▶ **What to work on**
Below are the entries; return every line among them that holds the word "query".
--------------------------------------------------
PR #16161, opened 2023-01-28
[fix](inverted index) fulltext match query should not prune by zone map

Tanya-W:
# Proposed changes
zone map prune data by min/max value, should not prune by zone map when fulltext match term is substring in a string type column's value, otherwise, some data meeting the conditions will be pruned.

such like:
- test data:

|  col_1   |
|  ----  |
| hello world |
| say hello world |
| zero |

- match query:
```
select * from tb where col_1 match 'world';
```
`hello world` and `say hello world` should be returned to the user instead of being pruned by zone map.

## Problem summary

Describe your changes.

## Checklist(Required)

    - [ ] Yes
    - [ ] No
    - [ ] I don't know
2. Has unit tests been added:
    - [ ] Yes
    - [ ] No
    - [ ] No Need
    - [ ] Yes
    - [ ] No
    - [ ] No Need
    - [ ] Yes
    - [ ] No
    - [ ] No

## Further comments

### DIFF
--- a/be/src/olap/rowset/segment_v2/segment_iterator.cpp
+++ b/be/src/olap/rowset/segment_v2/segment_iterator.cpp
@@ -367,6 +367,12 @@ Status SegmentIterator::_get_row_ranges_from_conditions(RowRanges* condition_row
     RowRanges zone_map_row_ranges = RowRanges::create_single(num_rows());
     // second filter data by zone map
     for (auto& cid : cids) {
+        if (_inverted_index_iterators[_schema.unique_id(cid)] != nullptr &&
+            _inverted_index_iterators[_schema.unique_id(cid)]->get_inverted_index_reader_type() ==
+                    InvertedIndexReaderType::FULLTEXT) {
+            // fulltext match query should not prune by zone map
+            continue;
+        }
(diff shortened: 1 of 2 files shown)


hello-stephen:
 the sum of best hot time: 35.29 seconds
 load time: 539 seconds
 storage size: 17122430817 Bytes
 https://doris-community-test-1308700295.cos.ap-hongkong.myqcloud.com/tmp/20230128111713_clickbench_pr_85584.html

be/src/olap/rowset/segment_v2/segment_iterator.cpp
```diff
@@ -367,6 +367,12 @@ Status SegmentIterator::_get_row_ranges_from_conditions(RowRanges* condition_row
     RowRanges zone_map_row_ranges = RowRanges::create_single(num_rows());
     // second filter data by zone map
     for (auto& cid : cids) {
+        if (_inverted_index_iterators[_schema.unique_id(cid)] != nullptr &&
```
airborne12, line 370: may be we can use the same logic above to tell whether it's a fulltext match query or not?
--------------------------------------------------
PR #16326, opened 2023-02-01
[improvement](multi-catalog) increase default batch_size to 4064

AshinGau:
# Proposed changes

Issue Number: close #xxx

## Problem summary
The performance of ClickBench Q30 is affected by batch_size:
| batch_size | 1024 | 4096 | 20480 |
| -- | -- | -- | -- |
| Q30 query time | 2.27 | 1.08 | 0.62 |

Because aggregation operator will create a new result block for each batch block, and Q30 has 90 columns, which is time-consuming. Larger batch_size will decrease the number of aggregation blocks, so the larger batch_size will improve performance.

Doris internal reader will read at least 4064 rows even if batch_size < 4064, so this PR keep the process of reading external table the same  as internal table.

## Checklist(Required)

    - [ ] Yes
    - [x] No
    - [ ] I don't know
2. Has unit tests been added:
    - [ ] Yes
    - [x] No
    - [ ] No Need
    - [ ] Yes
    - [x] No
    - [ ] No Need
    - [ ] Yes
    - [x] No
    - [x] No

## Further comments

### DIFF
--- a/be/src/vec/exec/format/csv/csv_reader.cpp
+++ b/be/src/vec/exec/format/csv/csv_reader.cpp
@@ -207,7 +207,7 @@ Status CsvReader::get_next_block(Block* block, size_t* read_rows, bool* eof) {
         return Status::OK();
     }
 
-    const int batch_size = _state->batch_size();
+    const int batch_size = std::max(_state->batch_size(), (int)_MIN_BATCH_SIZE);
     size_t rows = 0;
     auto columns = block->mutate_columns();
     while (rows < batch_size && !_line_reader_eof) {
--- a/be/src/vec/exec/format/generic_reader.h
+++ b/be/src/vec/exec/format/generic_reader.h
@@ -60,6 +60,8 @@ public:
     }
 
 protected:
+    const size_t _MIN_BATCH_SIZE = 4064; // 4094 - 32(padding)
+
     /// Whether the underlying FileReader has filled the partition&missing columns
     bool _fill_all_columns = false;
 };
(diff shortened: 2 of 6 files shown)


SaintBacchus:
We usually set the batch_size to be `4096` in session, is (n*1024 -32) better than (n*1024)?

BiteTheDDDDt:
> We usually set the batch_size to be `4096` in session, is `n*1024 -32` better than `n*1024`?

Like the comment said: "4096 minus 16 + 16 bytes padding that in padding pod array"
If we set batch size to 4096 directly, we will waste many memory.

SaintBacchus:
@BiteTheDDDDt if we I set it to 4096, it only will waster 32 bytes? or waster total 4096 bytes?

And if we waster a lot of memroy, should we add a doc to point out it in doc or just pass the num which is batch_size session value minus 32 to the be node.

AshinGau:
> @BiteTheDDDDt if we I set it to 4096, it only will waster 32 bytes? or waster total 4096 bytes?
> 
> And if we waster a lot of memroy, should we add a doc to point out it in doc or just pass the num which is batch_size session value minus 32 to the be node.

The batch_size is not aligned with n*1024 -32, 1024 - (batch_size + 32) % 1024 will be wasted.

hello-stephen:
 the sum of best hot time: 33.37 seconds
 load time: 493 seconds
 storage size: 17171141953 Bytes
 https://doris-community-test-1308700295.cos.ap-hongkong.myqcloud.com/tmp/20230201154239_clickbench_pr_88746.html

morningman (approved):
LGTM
--------------------------------------------------
▶ **Written response**
[fix](inverted index) fulltext match query should not prune by zone map
- match query:
+            // fulltext match query should not prune by zone map
airborne12, line 370: may be we can use the same logic above to tell whether it's a fulltext match query or not?
| Q30 query time | 2.27 | 1.08 | 0.62 |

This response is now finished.